Attentional Pooling for Action Recognition

Authors: Rohit Girdhar, Deva Ramanan

NeurIPS 2017 | Conference PDF | Archive PDF | Plain Text | LLM Run Details

Reproducibility Variable Result LLM Response
Research Type Experimental We experiment with three recent, large scale action recognition datasets, across still images and videos, namely MPII, HICO and HMDB51. MPII Human Pose Dataset [34] contains 15205 images labeled with up to 16 human body keypoints, and classified into one of 393 action classes. It is split into train, val (from authors of [18]) and test sets, with 8218, 6987 and 5708 images each. We use the val set to compare with [18] and for ablative analysis while the final test results are obtained by emailing our results to authors of [34]. The dataset is highly imbalanced and the evaluation is performed using mean average precision (m AP) to equally weight all classes. HICO [7] is a recently introduced dataset with labels for 600 human object interactions (HOI) combining 117 actions with 80 objects. It contains 38116 training and 9658 test images, with each image labeled with all the HOIs active for that image (multi-label setting). Like MPII, this dataset is also highly unbalanced and evaluation is performed using m AP over classes. Finally, to verify our method s applicability to video based action recognition, we experiment with a challenging trimmed action classification dataset, HMDB51 [27]. It contains 6766 realistic and varied video clips from 51 action classes. Evaluation is performed using average classification accuracy over three train/test splits from [23], each with 3570 train and 1530 test videos. Baselines: Throughout the following sections, we compare our approach first to the standard base architecture, mostly Res Net-101 [20], without the attention-weighted pooling. Then we compare to other reported methods and previous state of the art on the respective datasets. MPII: We train our models for 393-way action classification on MPII with softmax cross-entropy loss for both the baseline Res Net and our attentional model. We compare our performance in Tab. 1. Our unconstrained attention model clearly out-performs the base Res Net model, as well as previous state of the art methods involving detection of multiple contextual bounding boxes [18] and fusion of full image with human bounding box features [30]. Our pose-regularized model performs best, though the improvement is small. We visualize the attention maps learned in Fig. 2.

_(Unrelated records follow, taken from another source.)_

PR #845, opened 2023-08-14
[FSSDK-8219] removed unnecessary subpackage dependency 

raju-opti:
## Summary
- remove js-sdk-datafile-manager subpackage from package.json

## Test plan
- existing tests should pass

## Issues
- FSSDK-8219

PR #841, opened 2023-08-01
[FSSDK-9506] Allow any polling interval but implement warning log 

mikechu-optimizely:
## Summary
- Remove 1 second polling floor to allow datafile polling at any frequency
- For intervals under 30 seconds, log a warning
- Add JSDoc around updateInterval and DEFAULT constants for clarity
- Added dev container and supporting configs
- Light formatting updates
- Updates to package-lock

## Test plan

- Added a new unit test file httpPollingDatafileManagerPolling to test polling & warning.
- Existing unit & e2e tests should pass

## Issues
- [FSSDK-9506](https://jira.sso.episerver.net/browse/FSSDK-9506)

PR #853, opened 2023-08-18
[FSSDK-9562] prepare for release 5.0.0-beta3

raju-opti:
## Summary
- prepare for release 5.0.0-beta3

## Test plan
-
## Issues
- FSSDK-9562

### DIFF
--- a/CHANGELOG.md
+++ b/CHANGELOG.md
@@ -10,7 +10,7 @@ and this project adheres to [Semantic Versioning](http://semver.org/spec/v2.0.0.
 ## [5.0.0-beta3] - August 18, 2023
 
 ### Bug fixes
-- Fixed odp event sending not working for Europe and Asia region ([#852](https://github.com/optimizely/javascript-sdk/pull/852))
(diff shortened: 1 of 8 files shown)


CHANGELOG.md
```diff
@@ -7,6 +7,12 @@ and this project adheres to [Semantic Versioning](http://semver.org/spec/v2.0.0.
 
 ## [Unreleased]
```
mikechu-optimizely, line 9: Do we want to mention the re-organization of the repo in the event beta testers find something we missed?

mikechu-optimizely: PRs #845 to #851

mikechu-optimizely: Maybe also #844 and #841  ?

mikechu-optimizely (approved):
LGTM though I added some comments/questions.

CHANGELOG.md
raju-opti: "Do we want to mention the re-organization of the repo in the event beta testers find something we missed?" - I think no. This changelog is for the optimizely-sdk package which just moved to root now. This is not concerned with other packages in the now deprecated monorepo.

Apart from PR 841, others are internal reorganization, I would prefer to skip them. I'll add 841 as it has changes in the behavior of the public api.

Researcher Affiliation Academia Rohit Girdhar Deva Ramanan The Robotics Institute, Carnegie Mellon University
Pseudocode No The paper describes the method using mathematical derivations and network diagrams, but does not provide structured pseudocode or algorithm blocks.

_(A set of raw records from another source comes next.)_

PR #858, opened 2023-08-25
[FSSDK-9588] export logging types and values

raju-opti:
## Summary
- Clients like the testapp and react-sdk needs logging types and values, currently they have to import it from deep paths from the lib directory. this PR will allow imports directly for the entrypoint. We will eventually remove lib directory from the published  package bundle.

## Test plan

## Issues
- FSSDK-9588

### DIFF
--- a/lib/common_exports.ts
+++ b/lib/common_exports.ts
@@ -1,0 +1,19 @@
+/**
+ * Copyright 2023 Optimizely
+ *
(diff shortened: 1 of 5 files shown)


mikechu-optimizely (approved):
Great idea. Thanks.  React will be able to log through to JS. LGTM.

Open Source Code No The paper references an existing implementation of 'Compact bilinear pooling' from a GitHub link ('https://github.com/ronghanghu/tensorflow_ compact_bilinear_pooling'), but it does not state that the authors are releasing their own source code for the methodology described in this paper.
Open Datasets Yes We experiment with three recent, large scale action recognition datasets, across still images and videos, namely MPII, HICO and HMDB51. MPII Human Pose Dataset [34] contains 15205 images labeled with up to 16 human body keypoints, and classified into one of 393 action classes. HICO [7] is a recently introduced dataset with labels for 600 human object interactions (HOI) combining 117 actions with 80 objects. Finally, to verify our method s applicability to video based action recognition, we experiment with a challenging trimmed action classification dataset, HMDB51 [27]. It contains 6766 realistic and varied video clips from 51 action classes.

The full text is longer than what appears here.